What to work on:
Scan the records below for the line with "now has the" and the line with "Tested locally, all seems to be good!". Repeat those two lines and every line between them exactly, and nothing else.
Provided data section start
PR #559, opened 2024-04-22
🛠 fix submit issue due to stale dto access

stevejpurves:
* removed superfluous check
* getting sub.version.id from active_version_id
* updated types form @curvenote/common


stevejpurves:
don't need a changeset here as we're already releasing cli with the right info in the changelog

PR #562, opened 2024-04-22
🪓 split out `@curvenote/cli-plugin`

stevejpurves:
This is to allow lightweight import of the plugin & directives in to the `docs` site, for auto-documentation with the `myst-directive` plugin over there. 

This was not possible before as bringing in plugin from `@curvenote/curvenote-cli` caused various import ESM/dynamic import issues


packages/cli-plugin/.gitignore
```diff
@@ -0,0 +1,11 @@
+dist/
+temp/
+node_modules/
+.ipynb_checkpoints/
+_build/
+yalc.lock
+.yalc/
```
rowanc1: Probably fine at the top level? And this can be removed?

packages/cli-plugin/package.json
```diff
@@ -0,0 +1,57 @@
...
+  "devDependencies": {
+    "concurrently": "^7.2.2",
+    "esbuild": "^0.15.12",
+    "eslint": "^8.21.0",
+    "eslint-config-curvenote": "latest",
+    "npm-run-all": "^4.1.5",
+    "prettier": "latest",
+    "rimraf": "^3.0.2",
+    "typescript": "^4.6.3",
+    "vitest": "^1.5.0"
```
rowanc1: All of these should just be in the workspace!

packages/cli-plugin/package.json
```diff
@@ -0,0 +1,57 @@
...
+    "url": "git+https://github.com/curvenote/curvenote.git"
+  },
+  "bugs": {
+    "url": "https://github.com/curvenote/curvenote/issues"
+  },
+  "homepage": "https://github.com/curvenote/curvenote",
+  "scripts": {
+    "clean": "rimraf dist",
+    "dev": "tsc --project ./tsconfig.json --outDir dist --declaration -w --preserveWatchOutput --outDir dist -p .",
+    "lint": "eslint \"src/**/*.ts\" -c .eslintrc.cjs",
```
rowanc1: Can add `\"src/**/!(*.spec).ts\"` instead of all src files.

packages/cli-plugin/.eslintrc.cjs
```diff
@@ -0,0 +1,12 @@
...
+  root: true,
+  extends: ['curvenote'],
+  rules: {
+    'import/no-extraneous-dependencies': [
+      'error',
+      {
+        devDependencies: ['**/*.spec.ts'],
+      },
+    ],
+  },
```
rowanc1: This only works if vitest is in the devDeps, and I think that version mismatches are worse. My advice is to put:

```
eslint \"src/**/!(*.spec).ts\" -c ./.eslintrc.cjs
```

In the lint function, and ignore them from tests/CI.

Then if the red line still is annoying:

```
/* eslint-disable import/no-extraneous-dependencies */
```

rowanc1 (commented):
Comments on the lint and package split out, minor, but should be a little easier to handle the eslint versions etc.

Some of these are over in @fwkoch's PR, which actually re-enables the tests...

PR #563, opened 2024-04-23
👩‍💻 Update build cli to match myst, deprecate export cli

fwkoch:
- `curvenote build` now has the same interface as `myst build`
- `curvenote export` no longer exists - the underlying functions remain for legacy usge
- `curvenote auth list` was moved under `curvenote token` (and aliased) and some of the token functionality was improved (no more deleting all your tokens at once by accident!!)


rowanc1:
Tested locally, all seems to be good!

PR #165, opened 2021-02-15
Have constructing relative Name with length() == MAXNAME fail

nresare:
The Name() constructor will currently fail if it's length() would
end up being longer than MAXNAME (255). However, there is an edge
case where a relative name can be exactly MAXNAME long. This is
legal but the lookup mechanism will then fail to make the name
absolute by appending an empty label to be able to use it for
lookups.

### DIFF
--- a/src/test/java/org/xbill/DNS/NameTest.java
+++ b/src/test/java/org/xbill/DNS/NameTest.java
@@ -34,6 +34,7 @@
 //
 package org.xbill.DNS;
 
+import static java.lang.String.format;
 import static org.junit.jupiter.api.Assertions.assertArrayEquals;
 import static org.junit.jupiter.api.Assertions.assertEquals;
 import static org.junit.jupiter.api.Assertions.assertFalse;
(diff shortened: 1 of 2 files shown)


src/test/java/org/xbill/DNS/NameTest.java
```diff
@@ -286,15 +289,26 @@ void ctor_toobig_label() {
...
-    void ctor_max_length_rel() throws TextParseException {
-      // relative name with three 63-char labels and a 62-char label
+    void ctor_length_too_long_rel() {
+      // We want to fail to crate this as there is no way to make a Name that long absolute,
+      // which means that it can not be used for lookups or updates.
+      String label63 = IntStream.range(0, 63).mapToObj(i -> "a").collect(Collectors.joining());
+      String label62 = IntStream.range(0, 62).mapToObj(i -> "a").collect(Collectors.joining());
+      assertThrows(
+          TextParseException.class,
+          () -> new Name(format("%s.%s.%s.%s", label63, label63, label63, label62)));
```
ibauersachs, line 299: I'm not used to importing anything statically other than assertions or (sometimes) constants.

ibauersachs (approved):
I hope this doesn't break stuff. But comparing it with [ldns](https://github.com/NLnetLabs/ldns), I think it's okay. Although ldns allows creating a 3x63+62 relative name with status OK, it fails to do anything with it later on, including to converting back to string. ldns even violates it's own guarantee that an rdf internally is always absolute in the 3x63+62 case and returns a length of 256.

PR #168, opened 2021-02-20
Fix unhandled NPE

nekohasekai:


nresare (approved):
This seems like a sensible change. The [javadoc for HttpURLConnection ](https://docs.oracle.com/javase/8/docs/api/java/net/HttpURLConnection.html#getErrorStream--) clearly state that `.getErrorStream()` might be null.

src/main/java/org/xbill/DNS/DohResolver.java
```diff
@@ -366,10 +366,13 @@ public Duration getTimeout() {
         }
       }
     } catch (IOException ioe) {
-      try (InputStream es = conn.getErrorStream()) {
-        byte[] buf = new byte[4096];
-        while (es.read(buf) > 0) {
```
ibauersachs, line 371: It'd be enough/easier to read to write this as ` while (es != null && es.read(buf) > 0) {`. This works because try-with-resources handles `null` gracefully.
Provided data section end
Answer below:
- `curvenote build` now has the same interface as `myst build`
- `curvenote export` no longer exists - the underlying functions remain for legacy usge
- `curvenote auth list` was moved under `curvenote token` (and aliased) and some of the token functionality was improved (no more deleting all your tokens at once by accident!!)


rowanc1:
Tested locally, all seems to be good!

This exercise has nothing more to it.